Gays and lesbians often lack children to provide their long-term care, making them a natural market for senior facilities, Carle said. Also, people generally are willing to travel a considerable distance to join an "affinity" community, giving places like Fountaingrove Lodge a much greater reach than the typical senior facility, which usually draws clients from no more than a 10-mile radius.

The U.S. now has perhaps a dozen LGBT senior facilities that exist or are under construction, Carle and others said. Some of those developments seek to serve people with lower or moderate incomes. None apparently has a continuing care component.

Fountaingrove Lodge does. The adjacent Terraces, a 27-unit memory care facility, will serve guests suffering from Alzheimer's and dementia.

The Gallahers said their decision to serve the LGBT community came in part from observing those often considered out of the mainstream. Their experiences include adopting three children from foreign countries and building a Bay Area facility specifically for Chinese-speaking seniors.

At one point the couple was asked to partner in building a LGBT resort. The company doesn't do resorts, Cindy Gallaher said, but "it kind of planted a seed."

When the opportunity came to purchase the land in 2005, she said, the couple knew they didn't want to build a senior community that would compete with their nearby Varenna development. Instead, they chose to focus on the LGBT community.

Cindy Gallaher told guests Wednesday that the lodge would provide its guests a safe and supportive setting "where they don't have to explain themselves."

The 10-acre property is nestled between Thomas Lake Harris Drive and the 13th fairway of the Fountaingrove Golf & Athletic Club.

In 2006, the project drew neighborhood opposition, not for its proposed clientele but for its size, recalled Santa Rosa Mayor Scott Bartley. He told guests last week that the final design had responded well to the neighbors' concerns.

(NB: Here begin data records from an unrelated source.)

PR #125, opened 2021-08-12
Normalization of stream end when job is canceled

spirali:


docs/streaming.md
```diff
@@ -68,6 +68,14 @@ Disabling stderr and streaming only stdout into log file.
 ``hq submit --log=my-log --stderr=none ...``
 
 
+# Guarantees
+
+When a task is *finished* or *failed* with a non-streaming error then it is guaranteed that its stream is fully flushed into the log file.
+
+When a task is *canceled* or *failed* with a streaming error, then the stream is not necessarily fully written into the log file in the moment when the state occurs
+ and some part may be written later, but the stream is eventually closed. In this case, HQ is also allow to drop any suffix of buffered part of the stream.
```
Kobzol, line 76:
```suggestion
 and some part may be written later, but the stream will be eventually closed. In this case, HQ is also allowed to drop any suffix of the buffered part of the stream.
```

src/stream/server/rpc.rs
```diff
@@ -22,37 +22,55 @@ use crate::stream::reader::logfile::{
...
 }
 
-impl StreamServerState {
-    fn get_stream(&mut self, job_id: JobId) -> anyhow::Result<Sender<StreamMessage>> {
-        if let Some(s) = self.streams.get(&job_id) {
+type StreamServerStateRef = WrappedRcRefCell<StreamServerState>;
+
+impl StreamServerStateRef {
+    fn new() -> Self {
+        WrappedRcRefCell::wrap(StreamServerState {
```
Kobzol, line 50: `#[derive(Default)]`?

src/stream/server/rpc.rs
```diff
@@ -61,23 +79,13 @@ impl StreamServerState {
...
-    let msg = ToStreamerMessage::Error(message);
-    let data = tako::transfer::auth::serialize(&msg).unwrap();
-    if sender.send(data.into()).is_err() {
-        log::debug!("Sendiding stream error failed");
+fn send_error(sender: Option<UnboundedSender<Bytes>>, message: String) {
+    if let Some(sender) = sender {
+        let msg = ToStreamerMessage::Error(message);
+        let data = tako::transfer::auth::serialize(&msg).unwrap();
+        if sender.send(data.into()).is_err() {
+            log::debug!("Sendiding stream error failed");
```
Kobzol, line 87:
```suggestion
            log::debug!("Sending stream error failed");
```

Kobzol (approved):
Some comments would be nice :)

PR #126, opened 2021-08-13
Time limit

spirali:


docs/arrays.md
```diff
@@ -59,6 +59,10 @@ By default, when a task fails the computation of job continues.
 You can change it by ``--max-fails=X`` where ``X`` is non-negative integer.
 If more tasks then ``X`` fails, then the rest of non-finished tasks are canceled.
 
+## Time limit
+
+Time limit setted by ``--time-limit`` is a time limit for each task separatatelly.
```
Kobzol, line 64: You can set a time limit for each task separately with the ``--time-limit`` option.

docs/jobs.md
```diff
@@ -47,6 +47,8 @@ from which was the job submitted.
 
 ### Output of the job
 
+!!! If you want to avoid creating many files, see the section about streaming
```
Kobzol, line 50:
```suggestion
!!! Warning

    If you want to avoid creating too many files, see the section about [streaming](streaming.md).
```

docs/streaming.md
```diff
@@ -70,10 +70,13 @@ Disabling stderr and streaming only stdout into log file.
 
 # Guarantees
 
-When a task is *finished* or *failed* with a non-streaming error then it is guaranteed that its stream is fully flushed into the log file.
+When a task is *finished*, *failed* with a non-streaming error then it is guaranteed that its stream is fully flushed into the log file.
```
Kobzol, line 73: The comma seems weird here.

docs/streaming.md
```diff
@@ -70,10 +70,13 @@ Disabling stderr and streaming only stdout into log file.
...
 
-When a task is *canceled* or *failed* with a streaming error, then the stream is not necessarily fully written into the log file in the moment when the state occurs
- and some part may be written later, but the stream will be eventually closed. In this case, HQ is also allowed to drop any suffix of the buffered part of the stream.
+When a task is *canceled* or *failed* with a streaming error, then the stream is not necessarily fully written into the log file in the moment when the state occurs and some part may be written later, but the stream will be eventually closed.
+
+When a task is *canceled*, *failed* because of its time limit, or streaming error
+then all task activities are terminated immediately including streaming and
+a suffix of the stream buffered in the worker may be lost.
```
Kobzol, line 79: These sentences don't make sense. Both contain `canceled` and `streaming error` situations, but with different outocmes.

src/client/commands/submit.rs
```diff
@@ -137,6 +138,9 @@ pub struct SubmitOpts {
     #[clap(long, default_value = "0")]
     priority: tako::Priority,
 
+    #[clap(long)]
+    time_limit: Option<ArgDuration>,
```
Kobzol, line 142: Add documentation please.

src/worker/start.rs
```diff
@@ -245,47 +271,58 @@ async fn run_task(
...
+
+        let guard_fut = async move {
+            let result = tokio::select! {
+                biased;
+                    r = end_receiver => {
+                        Ok(r.unwrap().into())
+                    }
+                    r = main_fut => r
+            };
             stream.close().await.map_err(streamer_error)?;
```
Kobzol, line 296: Maybe the errors should be combined here somehow? If `result` has a failure and stream closing also fails, the first failure will be lost.

Kobzol (approved):

Cargo.toml
```diff
@@ -43,7 +43,7 @@ chrono = { version = "0.4.19", features = ["serde"] }
 orion = "0.16.0"
 hex = "0.4.3"
 # tako = { path = "../tako" }
-tako = { git = "https://github.com/spirali/tako", branch = "main" }
+tako = { git = "https://github.com/spirali/tako", branch = "timelimit" }
```
Kobzol, line 46: Also don't forget to update this before merging.

Kobzol (changes requested):

docs/arrays.md
spirali: My formulation is bad but your wording suggest that you can set different time limit for each task

docs/streaming.md
spirali: They speak about two different things, the first is about the state of log file
The second one says that some suffix may be dropped

src/worker/start.rs
spirali: Streaming error is an infrastructure error, so it has a higher precedence (and it should almost never happen), so i think that it is ok here

Cargo.toml
spirali: Thank you for reminding :)

src/worker/start.rs
Kobzol: Ok, I agree that it should be rare (hopefullly :) ).

PR #134, opened 2021-09-08
ENH: Apply placeholders to log paths

fredykoci:


Kobzol:
Merged the implementation with https://github.com/It4innovations/hyperqueue/pull/133 to avoid multiple `placeholders.rs` files and added a simple test.

Issue #104, opened 2021-08-03
Create overhead benchmark


Kobzol:
Benchmark HyperQueue and other related tools with a simple benchmark that measures the overhead of the system.
The benchmark should run 10k, 100k, 1 million tasks that "do nothing" (`sleep 0`, `echo`, `hostname`) etc. on an HPC cluster. The benchmark should not output any stdout/stderr files if possible.

Tools to benchmark:
- [ ] HyperQueue
- [ ] #105
- [ ] #106

The experiment can be performed on Barbora or Karolina.

Kobzol:
Measure overhead of HQ so far:
- Barbora/Karolina - 1ms
- Notebook - 0.1ms

TODO: profile what causes higher overhead on Barbora/Karolina. It seems to be caused by the worker.

Kobzol:
We have a lot of overhead benchmarks in the repository now.

PR #136, opened 2021-09-10
Reimplement `hq wait` to avoid using polling

Kobzol:
Previously, waiting simply polled the server once every second, which meant that it couldn't be used for benchmarking short jobs because of the added polling pauses.

Now waiting connects to the server, waits until the jobs are finished, and then ends immediately.

A disadvantage is that the interactive progress bar is no longer shown. But it can be emulated with `watch hq job <job-id>`. If needed, the progress bar could be moved to another command (`hq wait --interactive` or something like that).

This should unblock https://github.com/It4innovations/hyperqueue/issues/104

### DIFF
--- a/src/server/client.rs
+++ b/src/server/client.rs
@@ -17,7 +17,7 @@ use crate::common::manager::info::ManagerType;
 use crate::common::serverdir::ServerDir;
 
 use crate::server::autoalloc::{PbsHandler, QueueDescriptor, QueueInfo};
-use crate::server::job::{Job, JobState};
+use crate::server::job::{Job, JobState, JobTaskCounters};
 use crate::server::rpc::Backend;
 use crate::server::state::{State, StateRef};
 use crate::stream::server::control::StreamServerControlMessage;
@@ -140,7 +140,19 @@ pub async fn client_rpc_loop<
     }
 }
 
+/// Waits until all jobs matched by the `selector` are finished (either by completing successfully,
+/// failing or being canceled).
 async fn handle_wait_for_jobs_message(state_ref: &StateRef, selector: Selector) -> ToClientMessage {
+    let update_counters = |response: &mut WaitForJobsResponse, counters: &JobTaskCounters| {
+        if counters.n_canceled_tasks > 0 {
+            response.canceled += 1;
+        } else if counters.n_failed_tasks > 0 {
+            response.failed += 1;
+        } else {
+            response.finished += 1;
+        }
+    };
+
     let (receivers, mut response) = {
         let mut state = state_ref.get_mut();
         let job_ids: Vec<JobId> = get_job_ids(&state, selector);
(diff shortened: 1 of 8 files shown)


User3574 (approved):

src/server/client.rs
```diff
@@ -136,6 +140,52 @@ pub async fn client_rpc_loop<
...
+
+        let mut response = WaitForJobsResponse::default();
+        let mut receivers = vec![];
+
+        for job_id in job_ids {
+            match state.get_job_mut(job_id) {
+                Some(job) => {
+                    if job.is_terminated() {
+                        if job.counters.has_unsuccessful_tasks() {
+                            response.failed += 1;
```
spirali, line 156: This does not seem right, has_unsucessful_tasks counts also "canceled"; however, "response.failed" looks like it counts only fail states (so some error messages later may be wrong?)

src/server/job.rs
```diff
@@ -107,6 +112,12 @@ pub struct Job {
 
     pub submission_date: DateTime<Utc>,
     pub completion_date: Option<DateTime<Utc>>,
+
+    /// Holds channels that will receive information about the job task counters after the job
+    /// finishes in any way.
+    ///
+    /// You can subscribe to the finish updates with [`Self::subscribe_to_completion`].
+    completion_handlers: Vec<oneshot::Sender<JobTaskCounters>>,
```
spirali, line 120: Why handlers? Isnt it raher "callbacks" or "senders"?

spirali, line 120: Btw: Isnt it more flexible just sent job id rather than just counters? I understand that i would need an extra lookup but it seems to me more flexible and sending counters looks as a kind of hack

src/server/client.rs
Kobzol: `failed` counts both failed and canceled tasks. It's purpose is to cause `wait` to exit with a non-success error code if `failed > 0`.

src/server/job.rs
Kobzol: Good point, `callback` is a better name here.

Kobzol: Currently, there is only one usage that needs job counters, so it could be generalized later. But it's a small thing, I'll change it to job id. The current implementation would also work fine if it returned just `()`.

src/server/client.rs
spirali: Then it is incorrectly named, "failed" has a quite precise meaning in HQ.

src/server/job.rs
spirali: JobId :+1:

src/server/client.rs
Kobzol: So should `wait` also track canceled jobs? Or just rename it to e.g. `unsuccessful`?

spirali (approved):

The 148,000-square-foot lodge is now 65 percent reserved. Its guests will come from not only California but also from as far as Maryland, Florida and London.

The entrance fees range from $199,500 to $925,500, with monthly fees starting at $3,395.

The units, which vary in size from 833 to 2,001 square feet, feature stainless steel kitchens, 10-foot-high ceilings and bathrooms spacious enough to accommodate wheelchairs.

The lodge employs about 60 workers.

Advocates said they will push to build more communities specifically for LGBT seniors. The communities can ensure that couples stay together, and they can provide places where these seniors need not worry about disapproval, abuse or neglect.

"There's this extremely high level of anxiety and outright fear," said Serena Worthington, a spokeswoman for Services and Advocacy for Gay, Lesbian, Bisexual and Transgender Elders in New York City. Of such elders, she said, "you're very vulnerable. You're literally in the care of someone else."

Such facilities also can provide an antidote for isolation.

Daniel R. Redman, chairman of the legal committee for the LGBT Aging Policy Task Force of San Francisco, said many of today's gay and bisexual male seniors lost friends in the AIDS epidemic. LGBT senior facilities can "help strengthen community when it's been so frayed," he said.

Among those visiting Fountaingrove Lodge last week was Mary Thorndal, executive director of the Gay & Lesbian Association of Retiring Persons in Los Angeles.

For years, her nonprofit has sought financing for a market-rate LGBT senior facility near Palm Springs. Until now, the common response has been that there isn't a finished example for potential investors to study.

Fountaingrove Lodge now can serve as a model, Thorndal said.

"That's why we admire so much that they've done this," she said.